A temperatura a introduzir é a do enrolamento, não a do óleo nem a do ambiente. Num transformador parado tempo suficiente — o habitual é exigir várias horas sem carga — aceita-se a temperatura média do óleo como boa estimativa. Se a unidade acabou de sair de serviço, a medição não serve: o enrolamento está mais quente do que o óleo e a correção fica curta.
O desequilíbrio entre fases
As três fases de um enrolamento saudável dão resistências muito parecidas. A calculadora toma a média e procura a fase que mais se afasta dela, em percentagem.
- Abaixo de 2 %: normal.
- Entre 2 % e 5 %: repita a medição. A causa mais frequente não é um defeito, mas um enrolamento ainda não estabilizado termicamente, ou uma corrente de ensaio que não saturou o núcleo tempo suficiente.
- Acima de 5 %: há algo. Por ordem de frequência: contacto sujo ou desgastado do comutador de tomadas, ligação solta nas buchas ou na placa de ligações, solda defeituosa entre secções e — menos vezes do que se teme — espiras em curto-circuito.

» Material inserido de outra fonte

PR #178, opened 2016-05-25
Support cases where entry server node is not yet available on entry st…

yossipapi:
…artup

### DIFF
--- a/lib/BackendClient.js
+++ b/lib/BackendClient.js
@@ -239,7 +239,7 @@ var BackendClient = (function(){
     function updateStreamInfo(entryId, entryServerNodeId, liveEntryServerNode)
     {
         var deferred = Q.defer();
-        logger.debug("[%s] Calling updateStreamInfo for entryServerNode id [%s], with stream info array [$j]",entryId,  entryServerNodeId, liveEntryServerNode.streams);
+        logger.debug("[%s] Calling updateStreamInfo for entryServerNode id [%s], with stream info array [%j]",entryId,  entryServerNodeId, liveEntryServerNode.streams);
 
         client.entryServerNode.update(function(result, err, headers) {
             printAPIResponse(result, headers);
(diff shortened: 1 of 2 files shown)


lib/BackendClient.js
```diff
@@ -252,6 +252,43 @@ var BackendClient = (function(){
         return deferred.promise;
     }
 
+    function getLiveEntryServerNodeId(entryId, serverType) {
```
kalturaguy: why by serverType?  why not by the serverId?

lib/manifest/PlaylistGenerator.js
```diff
@@ -53,6 +54,13 @@ function checkTranscodingProfileChange() {
         });
 }
 
+function updateStreamInfo() {
+    backendClient.updateStreamInfo(this.entryId, this.entryServerNodeId, this.flavorsObjArray)
```
kalturaguy: forgot to add return

yossipapi: Added

lib/BackendClient.js
yossipapi: What is the difference? Why is using one better than the other?

lib/manifest/PlaylistGenerator.js
```diff
@@ -73,10 +81,16 @@ function savePlaylist() {
         .then(function() {
             that.lastPlaylistUpdate = new Date();
             that.logger.debug("Playlist written to disk");
-            backendClient.updateStreamInfo(that.entryId, that.entryServerNodeId, that.flavorsObjArray)
-                .then(function() {
-                    that.logger.debug("Flavors updated in DB");
-                });
+            if(that.entryServerNodeId) {
```
kalturaguy: is this nicer?
 var getLiveEntryServerNodeIdPromise=that.entryServerNodeId ? Promise.resolve(that.entryServerNodeId) :  backendClient.getLiveEntryServerNodeId(that.entryId, that.entryServerType);

getLiveEntryServerNodeIdPromise.then(function(entryServerNodeId) {
                         that.entryServerNodeId = entryServerNodeId;
                         updateStreamInfo.call(that);
                     });

yossipapi: Yep looks better for the Promise lovers among us :)
I will update the code accordingly.
👍

lib/manifest/PlaylistGenerator.js
```diff
@@ -73,10 +83,16 @@ function savePlaylist() {
         .then(function() {
             that.lastPlaylistUpdate = new Date();
             that.logger.debug("Playlist written to disk");
-            backendClient.updateStreamInfo(that.entryId, that.entryServerNodeId, that.flavorsObjArray)
-                .then(function() {
-                    that.logger.debug("Flavors updated in DB");
-                });
+
+            var getLiveEntryServerNodeIdPromise =
+                that.entryServerNodeId ? Q.Promise.resolve(that.entryServerNodeId)
```
kalturaguy: does this work?  i know only Q.resolve not Q.Promise.resolve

Em transformadores com comutador de tomadas convém medir em todas as posições: um contacto em mau estado pode dar resistências corretas na tomada nominal e disparatadas em duas ou três tomadas concretas.
Exemplo resolvido
Transformador de 20 MVA, enrolamento de cobre. Com o óleo a 31 °C medem-se 412,5 mΩ, 419,1 mΩ e 414,0 mΩ.

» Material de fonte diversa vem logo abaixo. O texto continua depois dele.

PR #179, opened 2016-05-31
reset entry info when reciving Wowza connection error

yossipapi:


lib/Adapters/WowzaAdapter.js
```diff
@@ -49,7 +49,8 @@ WowzaAdapter.prototype.getLiveEntries = function() {
     var that = this;
     return networkClient.read({
             url : wowzaUrl,
-            json : true
+            json : true,
+            timeout: 20000
```
kalturaguy: we should use 
config.get("requestTimeout")

(already in config.json)

yossipapi: Done please review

- Fator a 75 °C = (75 + 234,5) / (31 + 234,5) = 309,5 / 265,5 = 1,1657
- Fases corrigidas: 480,8 mΩ, 488,6 mΩ, 482,6 mΩ
- Média: 484,0 mΩ. Desvio máximo: (488,6 − 484,0)/484,0 = 0,95 %
Dentro do normal. Se o protocolo de fábrica desse 478 mΩ a 75 °C, a diferença face à média medida seria de 1,3 %: coerente com a incerteza do conjunto.
O que esta calculadora não faz
Não corrige o erro de ter o enrolamento sem estabilizar, que é a fonte de desvio mais comum e a que mais falsos positivos produz. Não substitui a comparação com o protocolo de fábrica nem o histórico da máquina. E não interpreta as medições do comutador em manobra: a assinatura dinâmica de um OLTC analisa-se na sua curva de corrente, não em três números.
Com que se mede
A medição faz-se com um ohmímetro de enrolamentos capaz de injetar corrente contínua suficiente e de esperar que a indutância do enrolamento deixe de falsear a leitura. Em disjuntores e barramentos, a mesma grandeza mede-se com micro-ohmímetros de resistência de contactos.
Perguntas frequentes
- Porque se corrige a resistência do enrolamento para 75 °C?

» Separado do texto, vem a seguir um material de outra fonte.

PR #172, opened 2022-02-18
Add test for backreference before group

natecook1000:
A literal can specify a backreference that references a group before the group is opened. This most frequently shows up with a repeated alternation - the first part of an alternation can include a reference to a group in a different alternation, and simply doesn't match anything until the group has matched and captured a portion of the input.


natecook1000:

- Porque a resistência do cobre sobe cerca de 0,4 % por cada grau. O valor de fábrica que consta do protocolo do transformador está referido a uma temperatura convencionada — 75 °C é o habitual em transformadores de potência — e só é comparável se a medição de campo for levada a essa mesma temperatura.
- Que desequilíbrio entre fases é aceitável?
- O critério de campo mais difundido é que o desvio entre fases não ultrapasse 2 %. Entre 2 % e 5 % convém repetir a medição com o enrolamento termicamente estabilizado antes de condenar seja o que for, porque um gradiente térmico interno produz desequilíbrios aparentes. Acima de 5 % há que procurar a causa.
- Esta correção serve para o alumínio?
- Sim, mudando a constante: 234,5 para o cobre e 225 para o alumínio. A calculadora pergunta porque usar a do cobre num enrolamento de alumínio introduz um erro de cerca de 1 % na correção.